1914–1915 годы — 323-я дружина в Гельсингфорсе, а в то же время лазарет в моем гатчинском доме; в 1916-м — Земгор в Киеве (разочаровался); в 1917-1918-м — авиационная школа в Гатчине. В 1919-м я вступил в ряды славной, незабвенной Северо-Западной армии, где вместе с генералом П. Н. Красновым вел прифронтовую газету во все дни великолепного наступления на Петербург и сказочно-героического отступления.

Эта газетная служба Родине и Армии началась для меня с последних февральских дней 1917 года, когда (еще до отречения государя) гельсингфорсские матросы и солдаты, под водительством чухонского адмирала Максимова, стали резать, вешать, ошпаривать кипятком и сплавлять живьем в проруби доблестных офицеров армии и флота. Тогда-то я впервые услышал лозунг похабной революции: «Попили нашей кровушки! Будя!» И ее девиз: «Матерное слово!»

Брестский договор укрепил меня в том железном мнении, что война с большевиками есть логическое продолжение войны с немцами во имя возвращения России славы, здоровья и спокойствия. В этом смысле я сам перед своей совестью принял присягу, которой не изменю до конца дней моих ни ради лести, ни корысти, ни благ земных, ни родства, ни соблазна умереть на родине.

Теперь видите ли вы, мои потусторонние печальники, как тщетны для меня ваши ласковые слова? И вы, корящие меня тем, что в прежнем счастливом житии я был подобен «птице, марающей свое гнездо».

Поймете ли вы, каким тяжелым путем я дошел до моей непримиримости?

Sic! Sic!

Я от души желаю Зарубежному съезду всяческих успехов в смысле взаимного согласия, уважения, терпения к ошибкам, уступчивости и, главное, полного понимания громадности предстоящей ему работы. Странный и старинный человек, я еще верю в чудеса и, стало быть, верю в возможность внезапного наития благого духа на собрание избранных людей, объединенных единою, высокой и чистой целью. А что же может быть святее дружного стремления освободить родину и дать ей новую привольную жизнь на основе широкой справедливости?

Мне немножко стыдно того, что я до сих пор так мало интересовался съездом. До того мало, что, когда меня в конце прошлого месяца два почтенных и мною весьма уважаемых лица пригласили к участию в делах Зарубежного съезда, дабы служить разновеской в перевесе левого блока над ультрафиолетовым архимонархизмом, — в этот миг, по своей наивности, рассеянности и полной политической безграмотности, я был твердо убежден, что съезд крепко существует уже в продолжение полугода. Ну, какой же я, к черту, политик?
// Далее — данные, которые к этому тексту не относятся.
PR #208, opened 2023-06-16
measure coverage on package not tests

braingram:
It appears the coverage measurement in the CI is measuring coverage of the tests, not the package as seen by the coverage results:
https://app.codecov.io/gh/spacetelescope/roman_datamodels
and an example of a recent coverage run:
https://github.com/spacetelescope/roman_datamodels/actions/runs/5283947700/jobs/9560855551#step:10:97

Is this expected or should the coverage be run against the package?

This PR switches the coverage measurement to run against the package and not the tests. It might be preferable to include both the package and tests (this can be helpful to catch test definitions with the same name and other bugs in the tests) but I'm not sure how to do this. @zacharyburnett is there an incantation that will enable coverage for both?

**Checklist**
- [ ] Added entry in `CHANGES.rst` under the corresponding subsection
- [ ] updated relevant tests
- [ ] updated relevant documentation
- [ ] Passed romancal regression testing on Jenkins / PLWishMaster. Link: https://plwishmaster.stsci.edu:8081/job/RT/job/romancal/XXX/

PR #209, opened 2023-06-16
Add test for DataModel.schema_uri and update to non-deprecated usage

braingram:
`TagDefinition.schema_uri` is deprecated since asdf (since 2.9)
https://asdf.readthedocs.io/en/stable/api/asdf.extension.TagDefinition.html#asdf.extension.TagDefinition.schema_uri
and is currently used by `DataModel.schema_uri`.

This PR updates `DataModel.schema_uri` to use the non-deprecated `TagDefinition.scham_uris` (note the `s`). This PR also adds a test to cover `DataModel.schema_uri` which was not previously being tests (see https://github.com/spacetelescope/roman_datamodels/pull/208).

**Checklist**
- [x] updated relevant tests
- [x] Passed romancal regression testing on Jenkins / PLWishMaster. Link: https://plwishmaster.stsci.edu:8081/job/RT/job/Roman-Developers-Pull-Requests/234/

### DIFF
--- a/CHANGES.rst
+++ b/CHANGES.rst
@@ -17,6 +17,9 @@
 - Update ``roman_datamodels`` to support the new reference file for the
   reference pixel correction. [#190]
 
+- Update ``DataModel.schema_uri`` to use non-deprecated
+  ``TagDefinition.schema_uris`` from asdf [#209]
+
 0.15.0 (2023-05-15)
 ===================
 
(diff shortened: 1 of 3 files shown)


WilliamJamieson (changes requested):
Please add a change log entry and link to a passing run of the regression tests.

WilliamJamieson (approved):
I am surprised that this was missed, it looks like the relevant test was not doing what we expected. Thanks for catching it.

Узнав из утренних газет о том, что я значусь в числе кандидатов в представители, я растерялся от неожиданности. Выражаясь языком прежних славных беллетристов, «кровь оледенела в моих жилах». Я тотчас же бросился к телефону и мотался на нем около трех часов. Бесполезно! Я оказался выдвинутым в кандидаты партией беспартийных. Уверения мои в том, что я не политик и не общественный деятель, мольбы мои о снятии моего имени со списка не помогли. Заведующий вечерним выпуском сказал мне: мы получили известие от комитета, предваряющего съезд, и никакие ваши отказы и поправки недействительны.

У меня вздыбились волосы на голове. В обществе пяти человек я уже теряю дар самой простой человеческой речи. Кроме того, я всегда считал себя тем киплинговским диким котом, который ходил всегда сам по себе по диким лесам и махал диким хвостом. Всякая власть, даже самая легкая, всегда теснила меня, паче же всего презирал я анархистов. И вдруг — клетка.

К счастью, через день узнал я, что голоса разбились и я только выборщик. Ах, это утро отмечено мною жирным красным шрифтом в календаре всей моей будущей жизни.

Но зато уж теперь я буду следить за заседаниями и делами съезда с неутомимым вниманием, не пропуская ни малейшей мелочи и служа ему по мере сил.

Кстати: вот и первая услуга. Это — из слышанного, но достоверного.

Один мой друг подошел в день открытия съезда к американцу, который, в клетчатом костюме, с золотой папироской в платиновых зубах, сидел и внимательно прислушивался, перекинув ногу через ногу.

Приятель мой приблизился к нему и спросил по-английски: сэр, ваше впечатление?

Тот вдруг сказал по-русски:

— Жду когда начнется дело.

Американец этот оказался миллиардером…

Sic!

Насмарку

Съезд разъехался, и у всех русских, волею или неволею расползшихся после большевистского погрома по всей поверхности земного шара, осталось в памяти и в душе сумбурное впечатление от всего сказанного и сделанного их делегатами на парижском собрании.